Four people (Denning, Crowley, Grey, and Reeves) meet by accident on the streets of a city that has been emptied overnight of people, except for a few dead bodies. They learn from a newspaper that the city has been invaded and evacuated by everyone else. The cars have been disabled, so the four refugees hole up in the suite of a hotel, making do with candles, beer, and canned food. There WAS a fifth member of the group, a witless little character, but he ran out into the street and was rayed to death by a wandering robot. The invading army, as it turns out, consists entirely of these robots with their death rays. They’re impervious to bullets and can destroy airplanes, presumably with the same rays. A gun-toting evil murderer invades the hotel sanctuary of the survivors and puts moves on Crowley (who has fallen in love with Denning after knowing him for only a few hours).
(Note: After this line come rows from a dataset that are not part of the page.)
PR #1210, opened 2021-08-04
Allow tests to consume files under `doc`

thii:
So that it can reference to the patch file.

### DIFF
--- a/BUILD
+++ b/BUILD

The resulting fight sees Grey killed and Denning wounded before the burly Reeves manages to strangle the killer.
The scenes of the survivors are inter cut with scenes of the requisite military and scientists trying just as hard as they can to devise a means of disabling these robots. They finally succeed — surprise! When the robot army is exposed to sound waves of a certain frequency, it “cracks their cathode ray tubes.” (Your television set is a cathode ray tube.) The army comes to the rescue at the last moment, too late, alas, to save Reeves but soon enough to whisk off Denning and Crowley.
A cheap and boring movie, I found it almost impossible to watch. Well, sometimes the cheapness can’t be helped. A budget will stretch only so far, as we all must know. But this thing could have been written and acted by members of the robot army, who look like they’re made of Lego’s or like unusually angular Gorts, although we only see one of them at a time.
The dialog sucks. The plot is unoriginal. The special effects might better have been suggested than put on display. The logic of the plot is terribly flawed and the direction careless. (Carefully pruned, it might have been a decent episode of The Outer Limits.) I’ll give just one example of a jarring lapse of common sense. The vicious murderer is holding the others at gunpoint and Grey suddenly remembers where she saw him before. He’s the guy that murdered that hooker on Skid Row! That’s right, admits the evildoer. His picture was all over the papers. They’ll be looking for him on every street corner, Denning observes. Not if I slip out through the sewers and get out behind the enemy lines, the murderer sneers. The entire city has been evacuated and is now occupied by indestructible robots who kill people and repulse the military with unknown rays — yet they’ll be watching every street corner for some nobody who killed a hooker! Santa Clause could waltz past the army without interference under these conditions! Well, another example. At the very beginning, Crowley wakes up to find the city empty and she wanders the streets. She stumbles across a dead body and Richard Denning at roughly the same time. They introduce themselves and explain where they spent the previous night. Minutes of frippery go by while neither asks the question: WHAT HAPPENED? It could have been good, even with the inexpensive sets and the second-tier (but seasoned) actors. As it is, it’s rather a painful experience except for those who really enjoy cheesy SF movies, and there seem to be legions of those.